RNA editing in ndhB gene was reported since three decades [32]. RNA editing in ndhB gene was detected at 9 sites in Arabidopsis (Arabidopsis thaliana), 10 in rice, 13 in soybean [7, 25], and 8 in Crambe (Crambe abyssinica) [33]. In this study, seven editing sites of C. procera ndhB gene (C467, C586, C611, C737, C746, C830, and C1481) were deferentially edited across three daylight periods. These sites were validated by qRT-PCR. The identified edited sites in C. procera were concordant with previous research achieved by [25]. However, there were five other editing sites (C836, C1112, C1255, C1391, and C1414) reported by the same study [25], and they were not found in ndhB transcript in C. procera. Most of the non-editing sites were unchanged because they were T, not C, in the target gene. Furthermore, RNA editing rate of ndhB gene was highest at dawn, (87.5, 79.6, 78.5, 76, 68.6, 39.3, and 96.9%, respectively), less at midday (74.8, 54.1, 62.6, 47.4, 45.5, 47.4, and 93.4%, respectively), and lowest at pre-dusk (67, 52.6, 56.9, 40.1, 40.7, 33.2, and 90%, respectively). RNA editing can modify hydrophilic amino acids to hydrophobic amino acids and occur at locations necessary for 3D protein structure formation and protein folding [34]. The produced 3D structure of three times ndhB protein showed differential structure in dawn and midday due to differential in RNA editing. This indicate to the protein function and activity is affected by RNA editing as reported in previous studies [35, 36].

These results indicated that light period may affect the rate of RNA editing without induction of new editing sites.
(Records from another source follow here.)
Issue #473, opened 2015-12-06
gb test: Failed to resolve import path "-v"


nsf:
I don't know if this is expected. But it is confusing. I know there is some logic to recognize known testing flags and work with them in a particular way, but I find this confusing.

Define a "projectx" package with TestX and TestY functions in `main_test.go` file.

`gb test -v projectx -run TestX` - runs TestX, all fine
`gb test -v -run TestX projectx` - runs TestX, all fine

It makes you think that position of flags relative to package name is not important. So you try this:

`gb test -v projectx` - runs all tests, all fine
`gb test projectx -v` - fails with:

FATAL: command "test" failed: failed to resolve import path "-v": cannot find package "-v" in any of

I tried to look at the code and figure out what makes "-v" so special. Nothing, other than it's defined on the top level command here: https://github.com/constabulary/gb/blob/master/cmd/gb/test.go#L33

And it is indeed related, because `-cover` fails the same way. Even though both of them are defined here: https://github.com/constabulary/gb/blob/master/cmd/gb/testflag.go#L23-L38

Also if we take different boolean flags which are defined in that list, but are not present in top level package definition, they work just fine. For example `-benchmem` flag can be specified anywhere related to package name.

davecheney:
Thanks for raising this issue. I think what is happening here is gb's flag
parsing is stopping at projectx, and the reminder of the flags are being
forwarded to the test binary which reject them as -v is not defined there.

At a guess I think this is expected, but I'll confirm and see what the go
tool does.

Issue #476, opened 2015-12-08
gb env should return value associated with a variable 


gosuri:
A cool enhancement that'll make `gb env` more script friendly would be to return the assigned value for a var, similar to `go env VAR`.  Example:
```sh
$ gb env GB_PROJECT_DIR
/Users/gosuri/code/walker
```

 I can send a patch, if you'd like.

davecheney:
:+1: from me. You'll probably have to do some serious surgery to replace the simplistic way `gb info` works now. 

Alternatively you may want to add a `gb env`, or make `gb env` an alias for `gb info`. 
 
Either way, please make sure you add end to end tests to cmd/gb/gb_test.go.

Thanks

Dave

gosuri:
Awesome! Will get rolling.

gosuri:
I see what you meant by "serious surgery", the args are pkg paths :)

davecheney:
I believe there is an option to override arg parsing per command. Have a
look at the cmd.Cmd structure and check out how test monkeys with argument
parsing.

gosuri:
Thanks.. Figured it out

davecheney:
Sorry its such a hand rolled mess.

Part of the challenge with gb is I've made such a song and dance about how
package management should be done, I've sort of painted myself into a
corner and made myself unable to use third party packages.

I should probably find a ladder and get down off my high horse.

gosuri:
I sort of jumped straight to the command's code under the assumption that args weren't manipulated. It wasn't hard tracing back. The code and tests were clear and easy to understand.

More over, I learned much more about the tool with this exercise. Will come handy since I'll be using gb everyday.

davecheney:
closed by #477

PR #477, opened 2015-12-08
cmd/gb: info and env returns values for env vars

gosuri:
`gb info` optionally accepts a list of environment variable names and
returns their values. `gb env` is aliased to gb info.

Updates #476

### DIFF
--- a/cmd/gb/env.go
+++ b/cmd/gb/env.go
@@ -19,6 +19,8 @@ given as arguments, env prints the value of each named variable on its own line.
 `,
 	Run: info,
 	ParseArgs: func(ctx *gb.Context, cwd string, args []string) []string {
+		// env treats arguments as environment variables names,
+		// don't do any processing.
 		return args
 	},
 }
--- a/cmd/gb/env.go
+++ b/cmd/gb/env.go
@@ -15,7 +15,7 @@ var EnvCmd = &cmd.Command{
 	Short:     "print project environment variables",
 	Long: `
 Env prints project environment variables. If one or more variable names is 
-given as arguments, info prints the value of each named variable on its own line.
+given as arguments, env prints the value of each named variable on its own line.
 `,
 	Run: info,
 	ParseArgs: func(ctx *gb.Context, cwd string, args []string) []string {
--- a/cmd/gb/env.go
+++ b/cmd/gb/env.go
@@ -1,8 +1,6 @@
 package main
 
 import (
-	"fmt"
-
 	"github.com/constabulary/gb"
 	"github.com/constabulary/gb/cmd"
 )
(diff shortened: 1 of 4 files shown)


cmd/gb/env.go
```diff
@@ -13,37 +11,14 @@ func init() {
 
 var EnvCmd = &cmd.Command{
 	Name:      "env",
-	UsageLine: `env`,
+	UsageLine: `env [var ...]`,
```
davecheney: nice. I'd really like to use a getopt style package to automate a lot of this.

cmd/gb/env.go
```diff
@@ -13,37 +11,14 @@ func init() {
...
-	return ""
-}
-
-func makeenv(ctx *gb.Context) []envvar {
-	return []envvar{
-		{"GB_PROJECT_DIR", ctx.Projectdir()},
-	}
+	Run: info,
+	ParseArgs: func(ctx *gb.Context, cwd string, args []string) []string {
+		return args
```
davecheney: a comment here would be nice

// env treats arguments as environment variables names, don't do any processing.

cmd/gb/gb_test.go
```diff
@@ -589,6 +589,17 @@ func TestInfoCmd(t *testing.T) {
 	gb.grepStdout(`^GB_GOROOT="`+regexp.QuoteMeta(runtime.GOROOT())+`"$`, "missing GB_GOROOT")
 }
 
+func TestInfoWithArgs(t *testing.T) {
+	gb := T{T: t}
+	defer gb.cleanup()
+
+	gb.tempDir("src")
+	gb.cd(gb.tempdir)
+	gb.run("info", "GB_PROJECT_DIR", "GB_GOROOT")
```
davecheney: could you add a test for missing something like 

`gb info GB_PROJECT_DIR GB_MISSING"

Should return one line of output and _not_ complain about GB_MISSING.

cmd/gb/info.go
```diff
@@ -32,22 +32,27 @@ Values:
...
-	vars := []struct{ name, value string }{
-		{"GB_PROJECT_DIR", ctx.Projectdir()},
-		{"GB_SRC_PATH", joinlist(ctx.Srcdirs()...)},
-		{"GB_PKG_DIR", ctx.Pkgdir()},
-		{"GB_BIN_SUFFIX", ctx.Suffix()},
-		{"GB_GOROOT", runtime.GOROOT()},
+	env := makeenv(ctx)
+	if len(args) > 0 {
+		for _, arg := range args {
+			fmt.Println(findenv(env, arg))
```
davecheney: I think there should be a check here that if findenv returns "", skip the output.

davecheney:
Looks pretty good to me, thank you. Can you please address these minor items. Then we need to update  alldoc.go which is driven by go generate. To do this

go install .../cmd/gb
cd .../cmd/gb
go generate

will update alldocs.go.

cmd/gb/env.go
gosuri: Thank you. I cound’t find a decent way to parse arguments (only flags) using getopt. Implemented it simlar to the https://github.com/golang/go/blob/master/src/cmd/go/env.go#L16

cmd/gb/env.go
gosuri: :+1:

cmd/gb/gb_test.go
gosuri: It returns a blank line for each invalid variable, for API simplicity (similar to `go env`).

Example:
```sh
$ gb env GB_PROJECT_DIR GB_UNKNOWN GB_GOROOT
/Users/gosuri/code/go

/usr/local/Cellar/go/1.5.2/libexec
```

cmd/gb/info.go
gosuri: I use the "" to render a blank line, not checking on purpose.

davecheney:
Lovely, thanks very much. This will go out in the 0.3.4 release once I've fixed #473

gosuri:
Sweet! Thank you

From current results, we do speculate that photosynthesis in this desert plant may reach its maximum during dawn daylight time. In fact, RNA editing may increase hydrophobicity of protein and its affinity to phospholipids in the chloroplast’s membrane [35, 36]. However, such hypothesis needs to be investigated and it will be the subject of our future studies.

Conclusion

In nhdB transcript in C. procera, comprehensive editing takes place at 7 sites; these editing sites were primarily conserved through plant species. The differential editing of this gene across light periods may be led to a somehow relations between the RNA editing and control of photosynthesis. The main limitation of the study was the lack of understanding of how the light may control the level of RNA editing in the chloroplast in C. procera, which will be the main focus of future research taking into consideration circadian changes can occur.